**Exercise details:** Your answer should consist of each line from the data below that contains "commented".

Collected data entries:
=== Begin Enclosure ===

PR #29591, opened 2025-08-19
TYP: Fix reverse operators typing for objects with __array__ and __array_ufunc__

MengAiDev:
Fixes #29486

## Description
This PR addresses an issue with static typing of reverse operators in NumPy's `ndarray` class. When using objects that implement both `__array__` and `__array_ufunc__` (like pandas Series) in reverse operations with NumPy arrays, the static typing incorrectly reports the result as an `ndarray` instead of the appropriate type from the left-hand side object.

The solution implements a Protocol-based approach that adds overloads to the reverse operators (`__radd__`, `__rsub__`, `__rmul__`, etc.) in the `ndarray` class. These overloads check if the left-hand side operand implements the corresponding forward operator and, if so, delegate to that operator, returning its result type.

### DIFF
--- a/numpy/__init__.pyi
+++ b/numpy/__init__.pyi
@@ -153,6 +153,7 @@ from numpy._typing._callable import (
     _FloatMod,
     _FloatDivMod,
     _NumberOp,
+    _CanAdd,
     _ComparisonOpLT,
     _ComparisonOpLE,
     _ComparisonOpGT,
@@ -207,6 +208,7 @@ from typing import (
     SupportsIndex,
     TypeAlias,
     TypedDict,
+    TypeVar,
     final,
     overload,
     type_check_only,
@@ -2909,6 +2911,9 @@ class ndarray(_ArrayOrScalarCommon, Generic[_ShapeT_co, _DTypeT_co]):
     def __add__(self: NDArray[Any], other: _ArrayLikeObject_co, /) -> Any: ...
 
     # Keep in sync with `MaskedArray.__radd__`
+    # First try to delegate to the left-hand side if it implements __add__
+    @overload
+    def __radd__(self, other: _CanAdd[Self, _T], /) -> _T: ...
     @overload  # signature equivalent to __add__
     def __radd__(self: NDArray[_NumberT], other: int | np.bool, /) -> ndarray[_ShapeT_co, dtype[_NumberT]]: ...
     @overload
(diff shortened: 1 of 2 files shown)


numpy/__init__.pyi
```diff
@@ -207,6 +208,7 @@ from typing import (
     SupportsIndex,
     TypeAlias,
     TypedDict,
+    TypeVar,
```
jorenham: The `TypeVar` should be imported from `typing_extensions` because we use the PEP 696 `default` kwarg, which requires Python 3.13+

numpy/_typing/_callable.pyi
```diff
@@ -42,6 +42,7 @@ from ._scalars import _BoolLike_co, _IntLike_co, _NumberLike_co
 
 _T1 = TypeVar("_T1")
 _T2 = TypeVar("_T2")
+_T = TypeVar("_T")
```
jorenham: unused

numpy/_typing/_callable.pyi
```diff
@@ -360,3 +361,9 @@ class _ComparisonOpGE(Protocol[_T1_contra, _T2_contra]):
     def __call__(self, other: _NestedSequence[_SupportsGT], /) -> NDArray[np.bool]: ...
     @overload
     def __call__(self, other: _SupportsGT, /) -> np.bool: ...
+
+@type_check_only
+class _CanAdd(Protocol[_T1_contra, _T2_co]):
+    """Protocol for objects that can perform addition operations."""
+    @overload
```
jorenham: only one method signature, so this should be removed

```suggestion
```

jorenham (changes requested):

numpy/__init__.pyi
jorenham, line 1: I can see how you might want to use `_CanAdd`  for `__radd__`, but it doesn't make much sense to also use that for other reflected binops like `__rpow__`

jorenham:
Thanks for this PR; it's always good to see interest in improving NumPy's type annotations.

But keep in mind that every commit you push notifies us, and that running the CI isn't free. So please run the mypy tests locally first (`spin mypy`) before you push any changes.

Also note that this is a *very* difficult problem to solve, and I'm still not sure what the right approach is, even though I do this for a living. Don't take this the wrong way, but based on your changes so far, it looks to me like you're not an expert in writing typing stubs. I'm a bit worried that the time that your generously investing in this might go to waste, due to its complexity.

So perhaps it would be more efficient (and more fun) to work on a different numpy typing issue? Some options that come to mind are #29595, or annotating one of the untyped `numpy.ma` functions.

jorenham:
Considering the mypy_primer output and the reasons from my previous comment, I'm going to close this.

PR #29592, opened 2025-08-19
ENH: Extract shape validation logic in _convert_from_tuple

richardsmythe:
## Summary
Refactors the `_convert_from_tuple` function in `descriptor.c` by extracting shape validation logic into a helper function `_validate_shape_dims`. This improves code organization and readability while preserving all existing behavior and error messages.

## Motivation
I'm refactoring the _convert_from_tuple function to improve code maintainability and readability by extracting validation logic into a helper function. This long function currently handles multiple responsibilities in a single ~150-line function, making it difficult to understand, test, and maintain. I propose breaking it down into smaller, single-purpose functions that are easier to reason about and modify.

## Changes Made
- **Extracted `_validate_shape_dims` helper function** from `_convert_from_tuple`
- **Preserved exact error messages**: "dimension smaller then zero" and "does not fit into a C int"
- **Added comprehensive tests** in `test_dtype.py` to ensure validation logic works correctly

## Testing
- Added `test_validate_shape_dims_helper_function()` as well as a test
- All existing tests pass (46,487 passed, 3 pre-existing unrelated failures)
- Test coverage: 93% on test_dtype.py
- Verified no behavioral changes or regressions

## Files Changed
- `numpy/_core/src/multiarray/descriptor.c`: Refactored shape validation logic
- `numpy/_core/tests/test_dtype.py`: Added test that verifies errors are returned as before. Existing tests cover edge cases.

Fixes no specific issue - this is a code quality improvement.

### DIFF
--- a/numpy/_core/src/multiarray/descriptor.c
+++ b/numpy/_core/src/multiarray/descriptor.c
@@ -240,6 +240,27 @@ is_datetime_typestr(char const *type, Py_ssize_t len)
     return 0;
 }
 
+/* Helper function to validate shape dimensions for fixed-type tuple */
+static int
+_validate_shape_dims(PyArray_Dims *shape)
+{
+    for (int i = 0; i < shape->len; i++) {
+        if (shape->ptr[i] < 0) {
+            PyErr_SetString(PyExc_ValueError,
+                            "invalid shape in fixed-type tuple: "
+                            "dimension smaller then zero.");
+            return -1;
+        }
+        if (shape->ptr[i] > NPY_MAX_INT) {
+            PyErr_SetString(PyExc_ValueError,
+                            "invalid shape in fixed-type tuple: "
+                            "dimension does not fit into a C int.");
+            return -1;
+        }
+    }
+    return 0;
+}
+
 static PyArray_Descr *
 _convert_from_tuple(PyObject *obj, int align)
 {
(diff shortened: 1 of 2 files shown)


ngoldbaum:
It's not clear to me: what motivated this change? IMO refactoring code to be in a function just for the sake of it doesn't help readability. Are there other places we want to re-use this logic?

Also the test is very complicated - what new things is it testing that weren't tested before?

charris:
>It's not clear to me: what motivated this change? 

I wonder about AI, it tends to do such things.

richardsmythe:
> It's not clear to me: what motivated this change? IMO refactoring code to be in a function just for the sake of it doesn't help readability. Are there other places we want to re-use this logic?
> 
> Also the test is very complicated - what new things is it testing that weren't tested before?

Thanks for the feedback.

The motivation is that the original _convert_from_tuple function was handling two responsibilities, converting tuple format to dtype structure and validating shape dimensions . I think that extracting the validation logic into _validate_shape_dims, we separate these concerns, making the main function easier to understand and the validation logic more explicit, instead of the previous inline loop with multiple conditions. Also it uses the same goto fail pattern as per the rest of the function.

You're absolutely right about the test complexity. I've simplified it to focus only on what I changed, making sure the refactored validation preserves the exact original error behaviour for the two validation cases. The existing tests cover the edge cases so it makes sense to simplify the test. 

Thanks for taking the time to review this.

ngoldbaum:
IMO the new C function doesn't add anything, I'd prefer to leave it as-is. 

> I think that extracting the validation logic into _validate_shape_dims, we separate these concerns, making the main function easier to understand and the validation logic more explicit, instead of the previous inline loop with multiple conditions. Also it uses the same goto fail pattern as per the rest of the function.

But now whoever is reading this code needs to scroll 100 lines up to see what the new function you added does. If we wanted to re-use this logic elsewhere or if this change was motivated by some kind of functional change to NumPy or a future bugfix I might be more inclined to accept this.

The new test is fine, I guess?

By the way, if you're using an LLM to draft your responses or to edit the numpy codebase, we'd appreciate it if you disclose that.

richardsmythe:
> IMO the new C function doesn't add anything, I'd prefer to leave it as-is.
> 
> > I think that extracting the validation logic into _validate_shape_dims, we separate these concerns, making the main function easier to understand and the validation logic more explicit, instead of the previous inline loop with multiple conditions. Also it uses the same goto fail pattern as per the rest of the function.
> 
> But now whoever is reading this code needs to scroll 100 lines up to see what the new function you added does. If we wanted to re-use this logic elsewhere or if this change was motivated by some kind of functional change to NumPy or a future bugfix I might be more inclined to accept this.
> 
> The new test is fine, I guess?
> 
> By the way, if you're using an LLM to draft your responses or to edit the numpy codebase, we'd appreciate it if you disclose that.

No problem, understood. I have closed the PR.

Issue #29552, opened 2025-08-12
TST: Make test suite more thread-safe


bwhitt7:
Hello! I'm currently interning at Quansight, with @ngoldbaum as my mentor. We are working on making NumPy's test suite more thread safe in an effort to make NumPy have better support for free-threaded Python.

When running NumPy's test suite with [pytest-run-parallel](https://github.com/Quansight-Labs/pytest-run-parallel), there are numerous failures, with many thread-unsafe methods and modules causing tests to fail for various reasons (such as AssertionErrors due to global state being modified between tests, or the most common: AttributeErrors due to pytest's xunit setup and teardown methods being thread-unsafe). I have identified all these thread-unsafe tests, and have begun fixing some of these issues.

The thread-unsafe tests are documented [in this spreadsheet](https://docs.google.com/spreadsheets/d/1mOlsjDz7S4dXWTA1R6HHi5Tilis7XOJeLuNTwZkKxAU/edit?usp=sharing), as well as my progress on fixing them in my own fork. Feel free to take a look, and feel free to modify the spreadsheet with your own findings if you decide to tackle some of these.

### Progress

- [x] Update classic pytest xunit setup and teardown methods into regular methods or fixtures. These methods are thread-unsafe, often not running before the tests and resulting in AttributeErrors. This is the large majority of failures found, and will likely expose more thread safety issues once fixed.
- [x] Some tests require a lot of memory, and will crash when ran on multiple threads. Marking them with pytest.mark.parallel_threads(n) to only run on _n_ threads should help.
- [x] Update tests that use np.random.seed() to use Generator or an instance of RandomState instead. np.random is global state, which often results in AssertionErrors, with random number generation not acting as expected.
- [x] For tests that use tmp_path and tmpdir, ensure files generated by tests on parallel threads are unique. Could utilize uuids? pytest-run-parallel is currently looking into patching tmp_path to be thread safe.
- [x] Fix up tests that race to modify parameterized values, potentially use a fixture or method generator instead.
- [x] Fix or mark tests that use pytest fixtures that are thread-unsafe (capfd, recwarn).
- [x] Mark or remove unittest.mock.patch.
- [x] Fix tests that seem to have thread safety issues with warnings.
- [x] Mark tests that have unreliable results with hypothesis.
- [x] Mark tests that use sys.getrefcount() and produce unexpected results.
- [x] Mark tests that use assert_no_gc_cycle.
[...]

PR #29596, opened 2025-08-19

bwhitt7:
This PR is related to #29552, with the goal of making NumPy's testing suite more thread safe. This PR is "testing the waters" with a test file that had a lot of simple xunit setup methods. All setup methods were replaced with methods that are manually called in each test. This makes the tests more thread safe, since xunit setup methods work strangely with threads. An example of a change:

```python
# TestComparisons
def setup_method(self): # setup method to be replaced
    self.A = np.array([['abc', 'abcc', '123'],
                       ['789', 'abc', 'xyz']]).view(np.char.chararray)
    self.B = np.array([['efg', 'efg', '123  '],
                       ['051', 'efgg', 'tuv']]).view(np.char.chararray)

    def test_not_equal(self):
        assert_array_equal((self.A != self.B), # calling self to access variables
                           [[True, True, False], [True, True, True]])
```

to

```python
# TestComparisons
def _create_array_a(self): # "creation" methods used instead
    return np.array([['abc', 'abcc', '123'],
                        ['789', 'abc', 'xyz']]).view(np.char.chararray)

def _create_array_b(self):
    return np.array([['efg', 'efg', '123  '],
                        ['051', 'efgg', 'tuv']]).view(np.char.chararray)

def test_not_equal(self):
    (A, B) = (self._create_array_a(), self._create_array_b()) # calling creation methods to set up variables
    assert_array_equal((A != B),
                       [[True, True, False], [True, True, True]])
```

With this PR, you should be able to call the tests from this file with [pytest-run-parallel](github.com/Quansight-Labs/pytest-run-parallel) and have all tests successfully run in parallel threads (and also run normally without pytest-run-parallel).

### DIFF
--- a/numpy/_core/tests/test_defchararray.py
+++ b/numpy/_core/tests/test_defchararray.py
@@ -84,7 +84,6 @@ class TestBasic:
         assert_equal(A.itemsize, 4)
         assert_(issubclass(A.dtype.type, np.str_))
 
-
 class TestVecString:
     def test_non_existent_method(self):
 
@@ -135,7 +134,6 @@ class TestVecString:
 
         assert_raises(ValueError, fail)
 
-
 class TestWhitespace:
     def test1(self):
         A = np.array([['abc ', '123  '],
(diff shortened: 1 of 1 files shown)


numpy/_core/tests/test_defchararray.py
```diff
@@ -136,121 +137,130 @@ def fail():
...
-                           ['789', 'abc', 'xyz']]).view(np.char.chararray)
-        self.B = np.array([['efg', 'efg', '123  '],
-                           ['051', 'efgg', 'tuv']]).view(np.char.chararray)
+    def _create_array_a(self):
+        return np.array([['abc', 'abcc', '123'],
+                            ['789', 'abc', 'xyz']]).view(np.char.chararray)
+
+    def _create_array_b(self):
+        return np.array([['efg', 'efg', '123  '],
+                            ['051', 'efgg', 'tuv']]).view(np.char.chararray)
```
ngoldbaum: IMO this should be 

```
def _create_arrays(self):
    return (
        np.array([['abc', 'abcc', '123'], ['789', 'abc', 'xyz']]).view(np.char.chararray),
        np.array([['efg', 'efg', '123  '], ['051', 'efgg', 'tuv']]).view(np.char.chararray)
    )
```

Since in all cases this is what you want anyway, it's a little clearer just with one function call.

numpy/_core/tests/test_defchararray.py
```diff
@@ -136,121 +137,130 @@ def fail():
...
-        # Array with longer strings, > MEMCHR_CUT_OFF in code.
-        self.C = (np.array(['ABCDEFGHIJKLMNOPQRSTUVWXYZ',
-                            '01234567890123456789012345'])
-                  .view(np.char.chararray))
 
     def test_len(self):
-        assert_(issubclass(np.char.str_len(self.A).dtype.type, np.integer))
-        assert_array_equal(np.char.str_len(self.A), [[5, 0], [5, 9], [12, 5]])
-        assert_array_equal(np.char.str_len(self.B), [[3, 0], [5, 9], [12, 5]])
+        (A, B) = (self._create_array_a(), self._create_array_b())
```
ngoldbaum: If a test only uses `A`, you could do `(A, _) = self._create_arrays()` to discard `B` without binding it to a variable. By convention in Python a variable named `_` is used for this purpose.

jorenham: also, no need for parentheses here (on both sides)

numpy/_core/tests/test_defchararray.py
bwhitt7: I was considering that, however some classes inherit from TestComparisons (TestComparisonsMixed1 and TestComparisonsMixed2) and give their own values for the A or B arrays. I figured keeping the creation methods separate would work best here so they would only need to overwrite the one they are changing, instead of redeclaring both arrays. How if that would be fine, I can definitely change this to be for both arrays.

numpy/_core/tests/test_defchararray.py
```diff
@@ -84,6 +84,7 @@ def test_from_unicode(self):
         assert_equal(A.itemsize, 4)
         assert_(issubclass(A.dtype.type, np.str_))
 
+
```
jorenham:
```suggestion
```

jorenham (commented):
Thanks for this PR. 

These changes caused several array definitions to not be aligned anymore, could you fix those?

numpy/_core/tests/test_defchararray.py
ngoldbaum: In that case maybe you could have a slightly less wordy API? Something like:

```
def A(self):
    return np.array([['abc', 'abcc', '123'], ['789', 'abc', 'xyz']]).view(np.char.chararray)
```

And then later use it like `A = self.A()`. That way you can keep them separate.

bwhitt7:
Hopefully this push should address your suggestions @ngoldbaum @jorenham

numpy/_core/tests/test_defchararray.py
```diff
@@ -134,123 +134,126 @@ def fail():
...
-                           ['789', 'abc', 'xyz']]).view(np.char.chararray)
-        self.B = np.array([['efg', 'efg', '123  '],
-                           ['051', 'efgg', 'tuv']]).view(np.char.chararray)
+    def A(self):
+        return np.array([['abc', 'abcc', '123'],
+                            ['789', 'abc', 'xyz']]).view(np.char.chararray)
+
+    def B(self):
+        return np.array([['efg', 'efg', '123  '],
+                            ['051', 'efgg', 'tuv']]).view(np.char.chararray)
```
ngoldbaum:
```suggestion
    def A(self):
        return np.array([['abc', 'abcc', '123'],
                         ['789', 'abc', 'xyz']]).view(np.char.chararray)

    def B(self):
        return np.array([['efg', 'efg', '123  '],
                         ['051', 'efgg', 'tuv']]).view(np.char.chararray)
```

Let's make these formatted a little more nicely

numpy/_core/tests/test_defchararray.py
```diff
@@ -134,123 +134,126 @@ def fail():
...
-        # assert_array_equal(self.A.count('\0'), [[0, 0], [0, 0], [1, 0]])
-        assert_array_equal(self.A.count('a', 0, 2), [[1, 0], [0, 0], [0, 0]])
-        assert_array_equal(self.B.count('a'), [[0, 0], [0, 1], [0, 0]])
-        assert_array_equal(self.B.count('123'), [[0, 0], [1, 0], [1, 0]])
-        # assert_array_equal(self.B.count('\0'), [[0, 0], [0, 0], [1, 0]])
+        # assert_array_equal(A.count('\0'), [[0, 0], [0, 0], [1, 0]])
+        assert_array_equal(A.count('a', 0, 2), [[1, 0], [0, 0], [0, 0]])
+        assert_array_equal(B.count('a'), [[0, 0], [0, 1], [0, 0]])
+        assert_array_equal(B.count('123'), [[0, 0], [1, 0], [1, 0]])
+        # assert_array_equal(B.count('\0'), [[0, 0], [0, 0], [1, 0]])
```
ngoldbaum: While we're at it, let's go ahead and delete these commented out tests

```suggestion
        assert_array_equal(A.count('a', 0, 2), [[1, 0], [0, 0], [0, 0]])
        assert_array_equal(B.count('a'), [[0, 0], [0, 1], [0, 0]])
        assert_array_equal(B.count('123'), [[0, 0], [1, 0], [1, 0]])
```

numpy/_core/tests/test_defchararray.py
```diff
@@ -270,103 +273,119 @@ def test_find(self, dtype, encode):
                            [[1, -1], [-1, -1], [-1, -1]])
         assert_array_equal(A.find([encode('1'), encode('P')]),
                            [[-1, -1], [0, -1], [0, 1]])
-        C = self.C.astype(dtype)
+        C = (np.array(['ABCDEFGHIJKLMNOPQRSTUVWXYZ',
+                            '01234567890123456789012345'])
```
ngoldbaum: Let's make this line up too

```suggestion
        C = (np.array(['ABCDEFGHIJKLMNOPQRSTUVWXYZ',
                       '01234567890123456789012345'])
```

ngoldbaum (commented):
Looking good! Just a couple small suggestions.

bwhitt7:
@ngoldbaum Made the changes! Found a few other spots where the code didn't lineup and tried fixing it.

ngoldbaum:
Thanks @bwhitt7!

=== End Enclosure ===

**Your response:**
jorenham (commented):
ngoldbaum: While we're at it, let's go ahead and delete these commented out tests
ngoldbaum (commented):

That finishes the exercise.